Tea Party Patriots Citizens Fund
- Founded: February 2013
- Type: Super PAC
- Focus: "Defeating big-spending politicians
- Location: Washington, D.C.;
- Region served: United States
- Method: Congressional elections
- Key people: Jenny Beth Martin
- Website: www.teapartypatriotscitizensfund.com

= Tea Party Patriots Citizens Fund =

Political action committee

Tea Party Patriots Citizens Fund is an American super political action committee formed by the Tea Party Patriots in February 2013.

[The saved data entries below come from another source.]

PR #1104, opened 2021-07-02
Release 2.0.10

jay-hodgson:


jay-hodgson:
Unstable test, need to comment out if we cannot stabilize.

> it works at integration level testing › Call to invalid rest endpoint results in error

PR #1106, opened 2021-07-02
PORTALS-1673: sort by assay name, and fix demo of upset plot (lock down to a view version)

jay-hodgson:


emmanmills (approved):
Looks good!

The PAC aims to defeat politicians it considers big spenders by contributing to their opponents, to fund ads that expose these politicians' support of "economy-destroying laws and regulations," and to organize volunteers to get out the vote. Jenny Beth Martin, co-founder of the Tea Party Patriots, has said the PAC's goal is to "produce a good ground game to compete with the left," pointing to tea party victories in the 2010 midterms, the defeat of the Democrats' effort to recall Wisconsin governor Scott Walker in 2012, and the election of a Republican conference to the previously all Democratic Washington state senate.

== History ==

===2014 election cycle===
Martin said the group was considering the 2014 U.S. Senate primaries and elections in Iowa, where Democrat Tom Harkin announced his retirement,; Georgia, where Republican Senator Saxby Chambliss announced his retirement; and South Carolina where Republican incumbent Lindsey Graham was running for reelection.

===2016 presidential election===
In the 2016 Republican presidential primary, the organization endorsed Ted Cruz.

===Stand for the Second===
In May 2018, the Tea Party Patriots Citizens Fund helped Will Riley, an 18 year old high school senior from Carlsbad, New Mexico, to organize the Stand for the Second rally. The rally was held in response to the March for our Lives rally, held after the Stoneman Douglas High School shooting. Stand for the Second was in support of gun rights and gun ownership.

== Finances ==
Richard Uihlein, CEO of the Uline business supplies company, has been a major donor, contributing a total of nearly $4.3 million in the five years through 2020.